文中の将来に関する事項は、当連結会計年度末現在において当社グループが判断したものであります。

 

(1)経営理念

 私たち新日本理化グループは、もの創りを通して広く社会の発展に貢献します。

・もの創りにこだわり、安定した品質の製品を安定して供給することにより、顧客の信頼に応えます。

・最先端の化学技術に挑戦し、地球環境に調和した製品を開発します。

・安全な職場環境を確保し、活力ある働きがいのある職場を創ります。

・健全かつ透明度の高い経営に努め、ステイクホルダーズの理解と信頼を深めます

 

(2)経営戦略等

 コア技術の進化で次の100年に向けた新規事業を創出し、高収益体質を目指します。

・既存事業および受託業務の拡大により収益力を高めます。

・事業の選択と新製品上市に向けて大型設備投資を行います。

・開発スピードアップとコア技術の進化で新製品売上高目標を達成します。

・海外市場の開拓をさらに進めて海外売上比率を高めます。

・製造現場に革新をもたらす次世代の製造プロセスを開発します。

・全社的にAIやIoTを活用できる環境づくりで業務効率の大幅改善を目指します。

・人事異動・交流や教育体系の見直しによるグループ横断的な人材育成に取組みます。

 

(3)経営環境

 当社グループを取り巻く経営環境につきましては、米中貿易摩擦に加え、新型コロナウイルスの感染拡大などにより、国内・世界経済ともに先行き不透明な中、企業活動や個人消費の自粛・縮小が懸念されるなど厳しい環境が続くものと思われますが、当社グループとして更なる成長に向けた取り組みを進めて参ります。

 

(4)優先的に対処すべき事業上及び財務上の課題

 当社グループでは、技術革新のスピード化が進み、顧客ニーズの変化も早まる中、「収益力強化」と「スピード経営の強化」を目的として、2020年4月より事業部制から本部制へ組織変更を実施いたしました。
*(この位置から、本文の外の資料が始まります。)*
PR #5158, opened 2016-04-12
Fix loader that never hides

vxsx:
fixes 2 minor ui issues:

first one is that sometimes loader can be dark gray even though should always be blue
screen shot 2016-04-12 at 13 16 12

and the one when quickly closed modal will never stop loader from spinning
broken: http://d.pr/v/1ayJ2
fixed: http://d.pr/v/1ah46


FinalAngel:
LGTM

PR #5159, opened 2016-04-12
fix minor jumping in structureboard

vxsx:
there was a slight size difference when adding plugin to an empty placeholder 
and slight jump when dragging plugin from one placeholder to another

before: http://d.pr/v/1ggvj
after: http://d.pr/v/13oFT


FinalAngel:
nice :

2021年3月末の「京都R&Dセンター」竣工に向け、研究・営業の各部門が従来の事業部の枠を越えて連携し、全社的な技術開発力および事業推進力を強化してまいります。

 また、当社グループでは、「もの創りを通して広く社会の発展に貢献します」という経営理念のもと、地球環境に調和する事業活動の推進、コンプライアンスの徹底はもとより、当社を構成する従業員一人ひとりがその能力を存分に発揮し、生き生きと働くことのできる職場環境の確保に努めてまいります。

 

 

2【事業等のリスク】

 有価証券報告書に記載した事業の状況、経理の状況等に関する事項のうち、経営者が連結会社の財政状態、経営成績及びキャッシュ・フローの状況に重要な影響を与える可能性があると認識している主要なリスクは、以下のとおりであります。

 なお、文中の将来に関する事項は、当連結会計年度末現在において当社グループが判断したものであります。

 

(1)原材料の価格変動

 当社グループの主要原材料である油脂原料及び石化原料の購入価格は、国内・国外の市況の変動の影響を受けます。

 油脂原料の購入価格については、植物系油脂原料価格は産地の天候に左右され、動物系油脂原料価格は疫病等による供給減の影響を受ける可能性があります。また、石化原料の購入価格は、原油・ナフサの国際市況に影響を受けます。原油価格は、国際的な需給関係に加え、中東等の産油国の情勢、先物市場での投機的な要因により変動する可能性があります。当社グループの化学製品事業の業績はこれらによって大きく影響を受けます。

 上記のような原料価格の変動に対しては、販売価格への転嫁等の対策をとっておりますが、変動が大きく対応しきれない場合には、業績に影響を及ぼす可能性があります。

 

(2)為替相場の変動

 輸入原料の増加等に伴い、当社グループの支払に占める外貨決済額は増加しており、為替相場の変動が当社の業績に与える影響は増大しつつあります。

 この影響を最小化することを目的として、必要な範囲で為替予約等のヘッジ策を講じておりますが、急激な為替変動により、当社グループの業績及び財務状況にヘッジすることができない影響を被る可能性があります。

 また、連結財務諸表の作成のために、在外連結子会社及び在外持分法適用会社の財務諸表は円換算されています。換算時の為替相場により、円換算後の価値が影響を受ける可能性があります。

 

(3)製造物責任

 当社グループは、製品の開発、生産にあたって安全性や品質に十分に配慮しておりますが、製品の予期しない欠陥によって、製品回収や損害賠償につながる可能性があります。

 保険に加入し賠償に備えておりますものの、保険による補填ができない事態が発生した場合、当社グループの業績に影響を及ぼす可能性があります。

 

(4)知的財産権

 当社グループは、開発された技術・製品を保護するために、特許等の知的財産権の確立を進めますほか、製品及び商品の製造・販売に先立ち、第三者が保有する知的財産権を十分調査し、権利を侵害しないように努めております。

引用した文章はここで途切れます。